Work to complete |
Starting at the top of the entries, restate word for word each line up to and including the one with "aai-labs-agent, line 264: ⚠️".

[[ Data for processing, beginning ]]

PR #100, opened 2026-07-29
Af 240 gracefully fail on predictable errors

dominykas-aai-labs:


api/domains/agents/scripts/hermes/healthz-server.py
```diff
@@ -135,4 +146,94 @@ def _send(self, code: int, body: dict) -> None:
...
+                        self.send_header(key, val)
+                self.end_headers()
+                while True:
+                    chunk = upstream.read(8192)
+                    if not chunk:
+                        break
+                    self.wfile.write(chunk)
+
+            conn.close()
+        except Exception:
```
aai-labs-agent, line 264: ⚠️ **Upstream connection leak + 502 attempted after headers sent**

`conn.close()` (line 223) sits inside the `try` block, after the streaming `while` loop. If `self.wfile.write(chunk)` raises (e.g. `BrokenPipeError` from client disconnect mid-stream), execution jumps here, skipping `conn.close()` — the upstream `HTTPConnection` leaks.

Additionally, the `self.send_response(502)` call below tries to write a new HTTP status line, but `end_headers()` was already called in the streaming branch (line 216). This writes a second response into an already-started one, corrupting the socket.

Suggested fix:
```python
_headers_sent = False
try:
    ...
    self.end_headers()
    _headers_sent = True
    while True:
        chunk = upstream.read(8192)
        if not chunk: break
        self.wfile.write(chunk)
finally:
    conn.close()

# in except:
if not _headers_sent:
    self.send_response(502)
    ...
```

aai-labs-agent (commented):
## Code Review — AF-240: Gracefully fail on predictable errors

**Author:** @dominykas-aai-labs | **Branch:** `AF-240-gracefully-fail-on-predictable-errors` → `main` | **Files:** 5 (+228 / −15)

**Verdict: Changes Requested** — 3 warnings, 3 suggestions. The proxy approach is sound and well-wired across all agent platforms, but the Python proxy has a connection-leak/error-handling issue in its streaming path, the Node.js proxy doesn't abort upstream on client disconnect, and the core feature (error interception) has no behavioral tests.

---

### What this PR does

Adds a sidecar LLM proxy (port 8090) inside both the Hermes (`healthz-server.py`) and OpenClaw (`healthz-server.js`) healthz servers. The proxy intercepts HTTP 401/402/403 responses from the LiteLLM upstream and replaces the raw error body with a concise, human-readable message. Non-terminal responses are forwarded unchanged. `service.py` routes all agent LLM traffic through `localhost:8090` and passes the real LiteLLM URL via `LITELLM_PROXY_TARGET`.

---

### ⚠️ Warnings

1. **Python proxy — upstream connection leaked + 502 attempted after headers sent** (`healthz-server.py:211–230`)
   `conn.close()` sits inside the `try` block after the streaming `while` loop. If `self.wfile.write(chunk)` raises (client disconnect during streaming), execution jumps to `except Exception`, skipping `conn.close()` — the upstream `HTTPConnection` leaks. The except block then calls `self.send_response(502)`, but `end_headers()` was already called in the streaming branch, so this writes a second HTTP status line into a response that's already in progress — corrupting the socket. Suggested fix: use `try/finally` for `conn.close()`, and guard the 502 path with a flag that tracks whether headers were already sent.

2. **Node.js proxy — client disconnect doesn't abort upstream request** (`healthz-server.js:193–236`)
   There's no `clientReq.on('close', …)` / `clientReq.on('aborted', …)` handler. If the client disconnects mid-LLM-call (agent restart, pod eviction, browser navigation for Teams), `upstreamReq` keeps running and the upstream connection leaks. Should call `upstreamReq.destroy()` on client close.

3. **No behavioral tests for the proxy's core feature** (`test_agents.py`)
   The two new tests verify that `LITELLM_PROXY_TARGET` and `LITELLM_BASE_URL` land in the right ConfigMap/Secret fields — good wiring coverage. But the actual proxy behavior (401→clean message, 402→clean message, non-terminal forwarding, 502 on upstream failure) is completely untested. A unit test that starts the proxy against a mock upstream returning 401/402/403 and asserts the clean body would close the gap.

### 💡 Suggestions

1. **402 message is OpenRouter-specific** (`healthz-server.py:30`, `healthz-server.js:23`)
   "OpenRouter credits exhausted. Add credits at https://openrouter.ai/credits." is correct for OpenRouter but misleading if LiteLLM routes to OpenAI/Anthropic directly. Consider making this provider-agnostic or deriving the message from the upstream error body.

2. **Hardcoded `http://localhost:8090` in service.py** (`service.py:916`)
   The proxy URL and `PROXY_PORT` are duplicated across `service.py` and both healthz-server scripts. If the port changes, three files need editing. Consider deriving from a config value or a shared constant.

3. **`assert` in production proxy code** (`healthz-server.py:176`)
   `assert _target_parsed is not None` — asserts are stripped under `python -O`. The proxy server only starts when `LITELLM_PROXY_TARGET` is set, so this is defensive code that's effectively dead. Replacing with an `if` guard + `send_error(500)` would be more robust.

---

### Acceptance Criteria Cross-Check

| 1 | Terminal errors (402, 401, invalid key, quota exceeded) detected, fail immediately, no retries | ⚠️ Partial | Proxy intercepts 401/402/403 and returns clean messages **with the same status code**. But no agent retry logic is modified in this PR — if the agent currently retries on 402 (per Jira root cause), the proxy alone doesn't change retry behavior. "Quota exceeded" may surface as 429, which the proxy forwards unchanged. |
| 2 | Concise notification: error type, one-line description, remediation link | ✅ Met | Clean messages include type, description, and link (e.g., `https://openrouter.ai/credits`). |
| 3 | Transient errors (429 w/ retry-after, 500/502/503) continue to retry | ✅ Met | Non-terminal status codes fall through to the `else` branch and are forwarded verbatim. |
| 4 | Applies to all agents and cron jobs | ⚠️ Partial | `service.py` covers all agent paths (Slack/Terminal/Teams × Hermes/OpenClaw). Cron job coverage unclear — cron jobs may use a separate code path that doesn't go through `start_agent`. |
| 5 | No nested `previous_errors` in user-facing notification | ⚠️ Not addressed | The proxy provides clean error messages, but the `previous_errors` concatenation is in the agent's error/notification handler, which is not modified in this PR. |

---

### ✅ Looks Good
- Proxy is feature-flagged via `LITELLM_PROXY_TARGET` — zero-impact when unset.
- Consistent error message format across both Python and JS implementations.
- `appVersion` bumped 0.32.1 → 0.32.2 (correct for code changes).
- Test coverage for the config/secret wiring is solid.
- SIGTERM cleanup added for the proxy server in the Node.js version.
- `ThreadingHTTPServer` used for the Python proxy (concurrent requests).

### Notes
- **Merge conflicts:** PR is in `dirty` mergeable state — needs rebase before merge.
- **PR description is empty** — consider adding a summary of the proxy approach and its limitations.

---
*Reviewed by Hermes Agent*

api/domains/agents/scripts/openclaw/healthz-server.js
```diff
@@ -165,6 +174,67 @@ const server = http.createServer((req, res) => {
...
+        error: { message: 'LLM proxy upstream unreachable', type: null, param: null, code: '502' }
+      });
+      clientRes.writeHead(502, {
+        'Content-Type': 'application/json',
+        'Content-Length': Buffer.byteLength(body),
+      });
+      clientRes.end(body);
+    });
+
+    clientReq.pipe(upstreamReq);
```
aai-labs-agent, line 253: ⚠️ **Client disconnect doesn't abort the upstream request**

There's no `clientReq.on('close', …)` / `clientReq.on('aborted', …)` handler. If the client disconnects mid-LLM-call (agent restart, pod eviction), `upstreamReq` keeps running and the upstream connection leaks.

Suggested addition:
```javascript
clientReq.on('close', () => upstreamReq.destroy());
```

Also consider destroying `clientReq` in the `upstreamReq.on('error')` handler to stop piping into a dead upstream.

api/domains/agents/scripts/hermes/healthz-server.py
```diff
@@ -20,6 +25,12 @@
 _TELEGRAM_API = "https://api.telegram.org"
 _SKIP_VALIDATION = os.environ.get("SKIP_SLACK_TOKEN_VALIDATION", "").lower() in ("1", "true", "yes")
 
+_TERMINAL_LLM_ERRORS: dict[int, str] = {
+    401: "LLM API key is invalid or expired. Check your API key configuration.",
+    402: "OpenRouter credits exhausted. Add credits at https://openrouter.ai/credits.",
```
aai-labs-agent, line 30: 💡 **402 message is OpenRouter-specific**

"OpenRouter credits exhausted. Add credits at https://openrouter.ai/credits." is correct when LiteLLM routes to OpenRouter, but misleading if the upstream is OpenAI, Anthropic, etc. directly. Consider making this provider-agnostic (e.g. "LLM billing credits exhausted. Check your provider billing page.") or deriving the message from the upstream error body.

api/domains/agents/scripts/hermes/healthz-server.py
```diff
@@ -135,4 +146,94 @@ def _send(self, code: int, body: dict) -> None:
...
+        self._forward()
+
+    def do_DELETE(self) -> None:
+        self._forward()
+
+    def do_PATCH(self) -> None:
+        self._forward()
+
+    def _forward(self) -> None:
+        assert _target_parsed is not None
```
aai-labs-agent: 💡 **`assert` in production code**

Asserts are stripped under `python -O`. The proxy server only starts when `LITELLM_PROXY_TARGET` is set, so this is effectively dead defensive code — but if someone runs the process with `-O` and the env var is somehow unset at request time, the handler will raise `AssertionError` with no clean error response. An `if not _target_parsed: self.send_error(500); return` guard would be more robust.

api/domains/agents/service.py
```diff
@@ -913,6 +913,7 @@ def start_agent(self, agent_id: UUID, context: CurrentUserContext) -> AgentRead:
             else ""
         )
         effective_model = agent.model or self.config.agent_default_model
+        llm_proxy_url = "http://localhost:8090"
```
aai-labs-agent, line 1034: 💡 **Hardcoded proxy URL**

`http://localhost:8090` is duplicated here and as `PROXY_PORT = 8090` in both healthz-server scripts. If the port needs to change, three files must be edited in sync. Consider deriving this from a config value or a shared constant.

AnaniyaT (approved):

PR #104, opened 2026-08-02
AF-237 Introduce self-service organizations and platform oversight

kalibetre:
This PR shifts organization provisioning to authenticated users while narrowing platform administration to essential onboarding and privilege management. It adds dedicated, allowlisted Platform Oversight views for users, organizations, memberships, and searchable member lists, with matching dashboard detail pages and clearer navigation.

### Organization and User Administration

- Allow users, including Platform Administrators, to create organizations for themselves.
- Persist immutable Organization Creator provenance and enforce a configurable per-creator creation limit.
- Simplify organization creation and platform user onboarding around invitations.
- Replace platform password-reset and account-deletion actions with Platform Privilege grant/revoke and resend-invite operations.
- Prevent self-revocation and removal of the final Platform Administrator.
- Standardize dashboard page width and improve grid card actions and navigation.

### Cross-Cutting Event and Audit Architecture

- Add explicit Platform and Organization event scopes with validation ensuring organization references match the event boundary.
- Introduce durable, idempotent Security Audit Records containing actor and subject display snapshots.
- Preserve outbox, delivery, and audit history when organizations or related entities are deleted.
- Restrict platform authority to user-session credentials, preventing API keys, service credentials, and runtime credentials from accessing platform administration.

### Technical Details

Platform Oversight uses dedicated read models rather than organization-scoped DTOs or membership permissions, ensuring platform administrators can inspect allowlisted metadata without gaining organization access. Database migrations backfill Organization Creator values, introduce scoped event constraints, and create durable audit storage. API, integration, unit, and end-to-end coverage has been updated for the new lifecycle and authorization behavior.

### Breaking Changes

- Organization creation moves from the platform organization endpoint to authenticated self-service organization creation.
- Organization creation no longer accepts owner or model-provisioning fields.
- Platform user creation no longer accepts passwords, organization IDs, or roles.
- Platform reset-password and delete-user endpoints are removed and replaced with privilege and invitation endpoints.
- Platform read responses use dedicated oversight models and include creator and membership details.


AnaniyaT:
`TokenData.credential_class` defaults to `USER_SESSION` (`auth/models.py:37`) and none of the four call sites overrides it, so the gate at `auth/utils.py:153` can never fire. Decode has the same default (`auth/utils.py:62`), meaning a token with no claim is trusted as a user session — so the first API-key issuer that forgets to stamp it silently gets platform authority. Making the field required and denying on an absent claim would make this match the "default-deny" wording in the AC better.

[[ Data for processing, end ]]

Written answer |
PR #100, opened 2026-07-29
Af 240 gracefully fail on predictable errors

dominykas-aai-labs:


api/domains/agents/scripts/hermes/healthz-server.py
```diff
@@ -135,4 +146,94 @@ def _send(self, code: int, body: dict) -> None:
...
+                        self.send_header(key, val)
+                self.end_headers()
+                while True:
+                    chunk = upstream.read(8192)
+                    if not chunk:
+                        break
+                    self.wfile.write(chunk)
+
+            conn.close()
+        except Exception:
```
aai-labs-agent, line 264: ⚠️ **Upstream connection leak + 502 attempted after headers sent**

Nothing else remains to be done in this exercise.